* **Exercise**
Every line with the string "process" in it belongs in your answer, so copy them all from the data.

* **Data provided**
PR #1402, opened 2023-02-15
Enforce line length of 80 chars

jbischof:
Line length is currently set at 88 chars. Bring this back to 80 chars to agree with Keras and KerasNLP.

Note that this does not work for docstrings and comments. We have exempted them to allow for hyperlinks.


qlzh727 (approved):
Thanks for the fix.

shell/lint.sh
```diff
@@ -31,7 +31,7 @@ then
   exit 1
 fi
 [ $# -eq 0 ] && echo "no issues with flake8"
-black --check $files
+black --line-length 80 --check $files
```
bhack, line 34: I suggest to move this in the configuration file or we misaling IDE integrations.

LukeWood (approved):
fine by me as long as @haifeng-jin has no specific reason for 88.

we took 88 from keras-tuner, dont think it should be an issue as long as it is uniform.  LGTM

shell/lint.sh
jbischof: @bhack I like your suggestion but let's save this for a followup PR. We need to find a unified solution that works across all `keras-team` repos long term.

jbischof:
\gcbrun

==

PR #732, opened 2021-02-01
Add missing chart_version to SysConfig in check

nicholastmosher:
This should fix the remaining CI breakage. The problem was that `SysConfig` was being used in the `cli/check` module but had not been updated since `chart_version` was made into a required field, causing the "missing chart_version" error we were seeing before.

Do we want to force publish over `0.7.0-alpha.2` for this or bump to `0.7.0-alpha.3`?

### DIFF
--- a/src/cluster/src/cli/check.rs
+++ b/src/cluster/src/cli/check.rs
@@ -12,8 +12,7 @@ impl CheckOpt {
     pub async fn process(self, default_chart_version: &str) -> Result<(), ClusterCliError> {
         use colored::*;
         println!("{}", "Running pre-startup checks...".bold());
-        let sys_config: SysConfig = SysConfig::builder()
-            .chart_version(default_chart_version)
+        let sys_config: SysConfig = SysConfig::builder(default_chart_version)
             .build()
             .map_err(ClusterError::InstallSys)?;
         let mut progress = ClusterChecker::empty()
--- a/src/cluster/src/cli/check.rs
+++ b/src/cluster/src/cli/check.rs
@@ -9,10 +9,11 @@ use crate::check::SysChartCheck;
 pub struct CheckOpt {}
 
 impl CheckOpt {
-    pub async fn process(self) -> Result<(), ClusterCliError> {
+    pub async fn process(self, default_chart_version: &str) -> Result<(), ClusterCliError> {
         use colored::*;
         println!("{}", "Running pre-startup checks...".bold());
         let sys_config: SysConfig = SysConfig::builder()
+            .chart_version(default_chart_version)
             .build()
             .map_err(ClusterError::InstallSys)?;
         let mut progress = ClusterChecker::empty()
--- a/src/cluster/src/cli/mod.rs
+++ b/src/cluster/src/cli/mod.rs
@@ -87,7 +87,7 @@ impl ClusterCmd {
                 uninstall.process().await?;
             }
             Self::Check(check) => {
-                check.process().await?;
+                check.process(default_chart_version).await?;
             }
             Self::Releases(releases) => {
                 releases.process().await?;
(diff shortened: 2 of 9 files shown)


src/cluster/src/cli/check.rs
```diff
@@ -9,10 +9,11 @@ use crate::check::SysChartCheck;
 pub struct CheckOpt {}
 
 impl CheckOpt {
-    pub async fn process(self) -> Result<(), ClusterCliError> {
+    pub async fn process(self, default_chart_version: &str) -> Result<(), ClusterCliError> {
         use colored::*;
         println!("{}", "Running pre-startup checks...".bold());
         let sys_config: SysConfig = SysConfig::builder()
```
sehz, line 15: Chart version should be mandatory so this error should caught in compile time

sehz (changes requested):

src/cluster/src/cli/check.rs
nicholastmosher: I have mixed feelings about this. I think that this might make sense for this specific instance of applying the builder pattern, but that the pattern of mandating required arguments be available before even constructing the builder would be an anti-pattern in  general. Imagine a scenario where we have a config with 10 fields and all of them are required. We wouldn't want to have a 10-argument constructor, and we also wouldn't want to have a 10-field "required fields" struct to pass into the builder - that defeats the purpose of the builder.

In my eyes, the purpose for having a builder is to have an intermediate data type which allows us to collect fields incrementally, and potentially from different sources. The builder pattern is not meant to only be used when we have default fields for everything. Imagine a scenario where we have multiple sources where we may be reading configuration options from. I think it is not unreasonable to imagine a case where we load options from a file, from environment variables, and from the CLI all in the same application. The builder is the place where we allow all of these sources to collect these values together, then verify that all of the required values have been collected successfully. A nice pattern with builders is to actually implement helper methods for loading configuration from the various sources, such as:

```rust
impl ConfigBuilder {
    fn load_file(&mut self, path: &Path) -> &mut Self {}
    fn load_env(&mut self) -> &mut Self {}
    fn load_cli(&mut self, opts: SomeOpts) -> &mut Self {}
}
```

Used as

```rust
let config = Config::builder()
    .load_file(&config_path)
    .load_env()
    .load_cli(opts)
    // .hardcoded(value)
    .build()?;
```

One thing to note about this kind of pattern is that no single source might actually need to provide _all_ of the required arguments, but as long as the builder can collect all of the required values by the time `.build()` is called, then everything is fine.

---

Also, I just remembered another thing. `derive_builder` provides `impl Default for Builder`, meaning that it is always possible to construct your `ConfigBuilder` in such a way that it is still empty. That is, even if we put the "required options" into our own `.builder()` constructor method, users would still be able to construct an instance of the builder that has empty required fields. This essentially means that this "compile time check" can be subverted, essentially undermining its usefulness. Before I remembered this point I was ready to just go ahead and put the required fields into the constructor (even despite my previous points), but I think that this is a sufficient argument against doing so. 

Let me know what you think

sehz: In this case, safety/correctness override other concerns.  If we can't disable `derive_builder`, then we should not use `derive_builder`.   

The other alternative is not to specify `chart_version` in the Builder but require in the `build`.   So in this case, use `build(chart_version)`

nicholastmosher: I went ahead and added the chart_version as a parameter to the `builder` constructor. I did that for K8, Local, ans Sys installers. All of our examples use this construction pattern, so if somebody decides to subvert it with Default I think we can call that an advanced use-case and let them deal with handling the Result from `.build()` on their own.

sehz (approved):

* **Reply**
     pub async fn process(self, default_chart_version: &str) -> Result<(), ClusterCliError> {
-    pub async fn process(self) -> Result<(), ClusterCliError> {
+    pub async fn process(self, default_chart_version: &str) -> Result<(), ClusterCliError> {
                 uninstall.process().await?;
-                check.process().await?;
+                check.process(default_chart_version).await?;
                 releases.process().await?;
-    pub async fn process(self) -> Result<(), ClusterCliError> {
+    pub async fn process(self, default_chart_version: &str) -> Result<(), ClusterCliError> {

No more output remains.